Donnerstag, 11. April 2013

Ein Hoch auf das Nein

Mein unfassbar süßer Neffe hat kürzlich die wundersame Wirkung eines Wortes entdeckt.
Eines wahren Zauberwortes.
Er ruft es in die Welt hinaus und die ändert sich.
Zumindest ein bisschen.
Wenn es gut läuft.
(Wenn nicht, dann läuft es so gar nicht mehr gut, aber das ist eine ganz andere Geschichte ;-)...)

Welches Wort ich meine?
Ach, das hast Du doch sicher schon erraten, längst.

Das hübsche kleine Wörtchen heißt: Nein.

‚Nein’ ist eine Wunderwaffe, ‚Nein’ grenzt mich von allen anderen ab, ‚Nein’ ist klar und deutlich und drückt meine Meinung aus.

Tut es das?
Beziehungsweise...tust DU das?
Klar und deutlich Deine Meinung ausdrücken, Dich abgrenzen von Dingen, die Dir nicht zusagen, von Situationen und Menschen und Anforderungen?

Ich fürchte, ich kenne die Antwort.
Ich selbst würde nämlich wohl die gleiche geben.
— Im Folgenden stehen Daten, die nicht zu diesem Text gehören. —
PR #1221, opened 2026-03-05
add tool use example

ozge-devops:
## Description

Add a tool use (function calling) example to the `examples/` directory.

This example demonstrates the complete tool use workflow:
- Defining tools with JSON Schema input descriptions
- Sending a message that triggers tool use
- Processing tool calls in a loop (handling multiple tool calls)
- Returning tool results back to Claude
- Getting Claude's final response incorporating the tool results

The example uses a simulated weather API to keep it simple and runnable without external dependencies.

## Motivation

The SDK supports tool use but the `examples/` directory doesn't have a dedicated example for it. This makes it harder for new users to get started with function calling. The README references tool use support but links to external docs rather than a working example.

## Testing

Tested locally with `ANTHROPIC_API_KEY` set — Claude correctly

### DIFF
--- a/examples/tool_use.py
+++ b/examples/tool_use.py
@@ -1,0 +1,137 @@
+#!/usr/bin/env -S uv run python
+
+"""Example demonstrating tool use (function calling) with the Anthropic SDK.
+
+This example shows how to:
+1. Define tools with JSON Schema input descriptions
+2. Send a message that triggers tool use
+3. Process the tool call and return results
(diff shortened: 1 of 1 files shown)


localden:
Thank you for the PR - this was already addressed on `main` - see [`examples/tools.py:1`](https://github.com/anthropics/anthropic-sdk-python/blob/main/examples/tools.py#L1). Closing as resolved.

PR #1222, opened 2026-03-05
test: add unit tests for tool use example

ozge-devops:
## Description

Add unit tests for the tool use example (`examples/tool_use.py`).

## Test coverage

- get_weather() – known locations,unknown locations,default values
- Temperature unit conversion(Celsius → Fahrenheit)
- process_tool_call() – routing,error handling, JSON validation
- Full tool use loop with mocked API (no API key required)

## Details

- 5 test classes,16 test functions
- Uses `pytest.mark.parametrize` for data-driven testing
- Uses `unittest.mock` to simulate API responses
- All tests run offline without API credentials

### DIFF
--- a/tests/test_tool_use.py
+++ b/tests/test_tool_use.py
@@ -1,0 +1,278 @@
+"""Unit tests for the tool_use example.
+
+Tests cover:
+- Weather data retrieval with known and unknown locations
+- Temperature unit conversion (Celsius to Fahrenheit)
+- Tool call routing and error handling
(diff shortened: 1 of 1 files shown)


localden:
Thank you for the PR. Closing - this adds tests for [`examples/tool_use.py`](https://github.com/anthropics/anthropic-sdk-python/blob/main/examples/tool_use.py), which doesn't exist on `main`, and `examples/` isn't an importable package so the test imports would fail regardless. We don't unit-test demo scripts in this repo.

PR #1226, opened 2026-03-08
fix: handle tuples in deepcopy_minimal to prevent dict mutation

### LINKED ISSUE #1202: Use of `deepcopy_minimal` in `files.beta.upload` mutates dict in place

giulio-leone:
## Summary

Fixes #1202 — `deepcopy_minimal` does not recurse into tuples, causing `files.beta.upload` to mutate the caller's headers dict in-place.

## Root Cause

`deepcopy_minimal` only handles `dict` and `list`, returning everything else as-is. When a `FileTypes` tuple like `(name, content, mime, headers_dict)` is passed, the tuple is shared by reference, so any downstream mutation of the headers dict (element [3]) leaks back to the caller.

## Fix

Add tuple handling to `deepcopy_minimal`:

```python
if isinstance(item, tuple):
    return cast(_T, tuple(deepcopy_minimal(entry) for entry in item))
```

This ensures dicts (and lists) nested inside tuples are recursively copied.

## Tests

- Updated existing tuple test (was asserting `obj3 is obj4` identity, now checks proper copy)
- Added `test_tuple_with_nested_dict` — verifies the exact `FileTypes` scenario from #1202: mutating the copy's headers dict does not affect the original
- All 8 tests pass

### DIFF
--- a/src/anthropic/_utils/_utils.py
+++ b/src/anthropic/_utils/_utils.py
@@ -181,6 +181,7 @@ def deepcopy_minimal(item: _T) -> _T:
 
     - mappings, e.g. `dict`
     - list
+    - tuple
 
     This is done for performance reasons.
     """
@@ -188,6 +189,8 @@ def deepcopy_minimal(item: _T) -> _T:
         return cast(_T, {k: deepcopy_minimal(v) for k, v in item.items()})
     if is_list(item):
         return cast(_T, [deepcopy_minimal(entry) for entry in item])
+    if isinstance(item, tuple):
+        return cast(_T, tuple(deepcopy_minimal(entry) for entry in item))
     return item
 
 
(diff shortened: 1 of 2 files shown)


giulio-leone:
Friendly ping — CI is green, tests pass, rebased on latest. Ready for review whenever convenient. Happy to address any feedback. 🙏

giulio-leone:
Added a real runtime validation pass for this fix using the public `Anthropic(...).beta.files.upload(file=...)` path against a local HTTP server (no mocks/stubs in the reproduction itself).

Results:
- On `upstream/main`, the caller-owned headers dict was mutated in place by the upload call: `{'X-Original': '1'}` became `{'X-Original': '1', 'Content-Type': 'text/plain'}` after the request completed.\n- On this branch, the exact same upload call returned a valid `FileMetadata` response and left the original headers dict unchanged.\n- Targeted regression suite still passes locally: `.venv/bin/python -m pytest tests/test_deepcopy.py -q` -> `8 passed`.\n\nSo this is now backed by both the focused tests and a real before/after reproduction of the public upload flow from issue #1202.

giulio-leone:

PR #1228, opened 2026-03-08
fix: handle tuples in `deepcopy_minimal` to prevent in-place mutation

### LINKED ISSUE #1202: Use of `deepcopy_minimal` in `files.beta.upload` mutates dict in place

MaxwellCalkin:
## Summary

Fixes #1202.

`deepcopy_minimal` only recurses into `dict` and `list`, returning all other types (including `tuple`) as-is. This causes mutable objects nested inside tuples to be shared by reference between the original and the "copy", leading to unexpected in-place mutation of the caller's data.

The most common case is `FileTypes` values of the form `(filename, content, content_type, headers_dict)` passed to `files.beta.upload()`. The headers dict (4th tuple element) is not copied, so the SDK's internal processing mutates the caller's original dict.

## Changes

- **`src/anthropic/_utils/_utils.py`**: Add `tuple` handling to `deepcopy_minimal` using the existing `is_tuple()` helper, so mutable contents within tuples are properly deep-copied.
- **`tests/test_deepcopy.py`**: Add three test cases covering:
  - Tuples with mutable dict contents (the reported bug scenario)
  - Tuples nested inside dicts
  - Tuples nested inside lists

## Before / After

```python
inner_dict = {"content-type": "application/json"}
file_tuple = ("file.txt", b"content", "application/json", inner_dict)
copied = deepcopy_minimal(file_tuple)

# BEFORE: inner_dict is shared — mutation leaks back
copied[3]["x-new"] = "value"
assert "x-new" in inner_dict  # True — bug!

# AFTER: inner_dict is properly copied — no mutation leak
copied[3]["x-new"] = "value"
assert "x-new" not in inner_dict  # True — fixed!
```

---

> **Transparency note:** This PR was authored by an AI (Claude Opus 4.6) as part of an effort to demonstrate value through open-source contributions. The fix and tests were written after careful analysis of the issue report and source code.

### DIFF
--- a/src/anthropic/_utils/_utils.py
+++ b/src/anthropic/_utils/_utils.py
@@ -181,6 +181,7 @@ def deepcopy_minimal(item: _T) -> _T:
 
     - mappings, e.g. `dict`
     - list
+    - tuple
 
     This is done for performance reasons.
     """
@@ -188,6 +189,8 @@ def deepcopy_minimal(item: _T) -> _T:
         return cast(_T, {k: deepcopy_minimal(v) for k, v in item.items()})
     if is_list(item):
         return cast(_T, [deepcopy_minimal(entry) for entry in item])
+    if is_tuple(item):
+        return cast(_T, tuple(deepcopy_minimal(entry) for entry in item))
     return item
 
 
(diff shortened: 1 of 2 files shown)


localden:

PR #1236, opened 2026-03-09
fix(bedrock): use boto3 Session region from aws_profile instead of hardcoded us-east-1

giulio-leone:
Fixes #892

## Problem

When `AWS_REGION` is unset, `AnthropicBedrock` falls back to a hardcoded `us-east-1` region instead of reading the region from the user's AWS profile. This means users who configure a non-default region via `aws_profile` (e.g., `eu-west-1`, `ap-southeast-1`) are silently routed to `us-east-1`, causing cross-region inference failures or unexpected latency. The issue is particularly confusing because the user has correctly configured their AWS profile but the SDK ignores it.

## Root Cause

The `_infer_region()` helper did not accept or use the `aws_profile` parameter. It checked only the `AWS_REGION` / `AWS_DEFAULT_REGION` environment variables and, if neither was set, returned `us-east-1` unconditionally — even when a valid profile with a configured region was available.

## Fix

- `_infer_region()` now accepts an optional `aws_profile` parameter and creates a `boto3.Session(profile_name=aws_profile)` to read the configured region.
- Both sync (`AnthropicBedrock`) and async (`AsyncAnthropicBedrock`) constructors forward their `aws_profile` argument to `_infer_region()`.
- Falls back to `us-east-1` only when no profile is provided and no environment variable is set, preserving backward compatibility.

## Testing

Two new tests verify:
- Profile-based region detection returns the correct region from `boto3.Session`
- Graceful fallback to `us-east-1` when no profile or environment region is available

### DIFF
--- a/src/anthropic/lib/bedrock/_client.py
+++ b/src/anthropic/lib/bedrock/_client.py
@@ -67,7 +67,7 @@ def _prepare_options(input_options: FinalRequestOptions) -> FinalRequestOptions:
     return options
 
 
-def _infer_region() -> str:
+def _infer_region(aws_profile: str | None = None) -> str:
     """
     Infer the AWS region from the environment variables or
     from the boto3 session if available.
@@ -77,7 +77,7 @@ def _infer_region() -> str:
         try:
             import boto3
 
-            session = boto3.Session()
+            session = boto3.Session(profile_name=aws_profile)
             if session.region_name:
                 aws_region = session.region_name
         except ImportError:
@@ -161,7 +161,7 @@ class AnthropicBedrock(BaseBedrockClient[httpx.Client, Stream[Any]], SyncAPIClie
 
         self.aws_access_key = aws_access_key
 
-        self.aws_region = _infer_region() if aws_region is None else aws_region
+        self.aws_region = _infer_region(aws_profile) if aws_region is None else aws_region
         self.aws_profile = aws_profile
 
         self.aws_session_token = aws_session_token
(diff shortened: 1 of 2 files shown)


giulio-leone:
Friendly ping — CI is green, tests pass, rebased on latest. Ready for review whenever convenient. Happy to address any feedback. 🙏

giulio-leone:

giulio-leone:
Added one small follow-up commit to harden the constructor-profile regressions against ambient AWS env leakage.

Validation (double pass):
- `env -u AWS_REGION -u AWS_DEFAULT_REGION -u AWS_PROFILE -u AWS_CONFIG_FILE uv run --extra bedrock ruff check tests/lib/test_bedrock.py`
- `env -u AWS_REGION -u AWS_DEFAULT_REGION -u AWS_PROFILE -u AWS_CONFIG_FILE uv run --extra bedrock ruff format --check tests/lib/test_bedrock.py`
- `env -u AWS_REGION -u AWS_DEFAULT_REGION -u AWS_PROFILE -u AWS_CONFIG_FILE uv run --extra bedrock pytest tests/lib/test_bedrock.py -q -n 0`

Direct runtime proof in the prepared venv with a temp AWS config file:
- `sync_default_region=us-east-2`
- `sync_custom_region=us-west-1`
- `async_custom_region=us-west-1`

So the branch still proves the original fix, and the tests are now hermetic about explicit `aws_profile=` inference too.

PR #1239, opened 2026-03-11
fix: defer async stream transforms for large payloads

### LINKED ISSUE #1195: Python SDK: _transform_recursive blocking event loop on large message payloads
We profiled our FastAPI gateway (which runs an agent orchestration loop using the Anthropic Python SDK) and found that _transform_recursive in anthropic/_utils/_transform.py consumes ~6.6% of total CPU time during heavy workloads.

The function recursively walks the entire messages + tools payload doing type introspection (get_type_hints, is_typeddict, is_union_type) at every level of nesting. For Messages API types, this produces zero changes — no key renames, no date formatting. The transform allocates new dicts at every level and copies every key-value pair, producing an identical structure.

Additionally, AsyncMessages.stream() calls the synchronous maybe_transform (not async_maybe_transform), so the entire recursive walk blocks the event loop.

We're currently working around this by passing messages and tools via extra_body so the transform only runs on empty placeholders. Has this been reported as a known issue? Is there a better recommended approach?

giulio-leone:
Fixes #1195.

## Summary
- keep the existing transform-cache optimizations and make them pass the repo lint/type gate cleanly
- defer `AsyncMessages.stream()` request construction so large payload transforms run inside the awaited path instead of synchronously during `stream()` manager creation
- apply the same deferral to `client.beta.messages.stream()`
- add regression tests proving the async stream helpers do not eagerly call `maybe_transform`

## Why
`AsyncMessages.stream()` and `beta.messages.stream()` are synchronous methods that return async context managers. Before this patch, both methods performed expensive request-body transforms up front, so large `messages` / `tools` payloads could block the event loop before the first await.

This change moves that work into the coroutine consumed by `AsyncMessageStreamManager.__aenter__`, which preserves behavior while removing the unexpected synchronous blocking at `stream()` call time.

## Real runtime verification
I validated this against a live local HTTP server using the public SDK APIs, with large real payloads (3000 messages, 400 tools), comparing:
- upstream `main` (`49d639a`)
- the cache-only optimization branch (`0767668`)
- this final branch (`0767668` + deferred stream construction)

Median results across two consecutive quality-gate passes:

- `client.messages.stream(...)` construction
  - `main`: ~823-833 ms blocking on the event loop
  - cache-only: ~421-428 ms
  - final branch: ~0.017-0.019 ms

- `client.beta.messages.stream(...)` construction
  - `main`: ~1010-1031 ms
  - cache-only: ~536-539 ms
  - final branch: ~1.106-1.115 ms

- full `async with client.messages.stream(...)` time stays in the same general range (~437 ms cache-only vs ~480 ms final), which is expected: the work is deferred into the awaited path rather than silently removed.

## Validation
Run twice consecutively on this branch:
- `./scripts/lint`
- `uv run pytest tests/lib/streaming/test_messages.py tests/lib/streaming/test_beta_messages.py tests/lib/_parse/test_beta_messages.py tests/test_transform.py -q`
- live runtime benchmark via local HTTP server using the public async streaming APIs

### DIFF
--- a/src/anthropic/_utils/_transform.py
+++ b/src/anthropic/_utils/_transform.py
@@ -395,7 +395,7 @@ async def _async_transform_recursive(
 
     elif dispatch == _DISPATCH_DICT:
         if is_mapping(data) and type_arg is not None:
-            return {key: _transform_recursive(value, annotation=type_arg) for key, value in data.items()}
+            return {key: await _async_transform_recursive(value, annotation=type_arg) for key, value in data.items()}
 
     elif dispatch == _DISPATCH_SEQUENCE:
         if not isinstance(data, (str, dict)):
--- a/src/anthropic/_utils/_transform.py
+++ b/src/anthropic/_utils/_transform.py
@@ -148,7 +148,63 @@ def _maybe_transform_key(key: str, type_: type) -> str:
 
 
 def _no_transform_needed(annotation: type) -> bool:
-    return annotation == float or annotation == int
+    return annotation == float or annotation == int or annotation == str or annotation == bool
+
+
+# Dispatch kinds for _cached_transform_dispatch
+_DISPATCH_TYPEDDICT = 0
+_DISPATCH_DICT = 1
+_DISPATCH_SEQUENCE = 2
+_DISPATCH_UNION = 3
+_DISPATCH_OTHER = 4
+
+
+@lru_cache(maxsize=8096)
+def _cached_transform_dispatch(inner_type: type) -> tuple[int, Any]:
+    """Precompute the transform dispatch for a type annotation.
+
+    Caches the result of strip_annotated_type, get_origin, is_typeddict,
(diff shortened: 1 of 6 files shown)


giulio-leone:
Quick heads-up: both PR workflows are currently in `action_required` with zero jobs, so this looks like the standard forked-PR approval gate rather than a failing CI run.

For convenience, I already validated this branch locally twice with:
- `./scripts/lint`
- `uv run pytest tests/lib/streaming/test_messages.py tests/lib/streaming/test_beta_messages.py tests/lib/_parse/test_beta_messages.py tests/test_transform.py -q`
- a live local-server benchmark using the public async streaming APIs

That benchmark showed `client.messages.stream(...)` construction drop from ~421-428 ms on the cache-only branch to ~0.017-0.019 ms here, and beta stream construction drop from ~536-539 ms to ~1.106-1.115 ms.

giulio-leone:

Sie lautet: Nein.

Wann verlernen wir das Nein?
Wann wird uns eingetrichtert, es sei besser und einfacher, im Leben vielem zuzustimmen, als deutlich Position zu beziehen?
Wie oft finden wir uns selbst in Situationen wieder, die uns so gar nicht zusagen – weil wir nicht rechtzeitig ‚Nein’ gesagt haben – wenn wir es denn überhaupt getan haben?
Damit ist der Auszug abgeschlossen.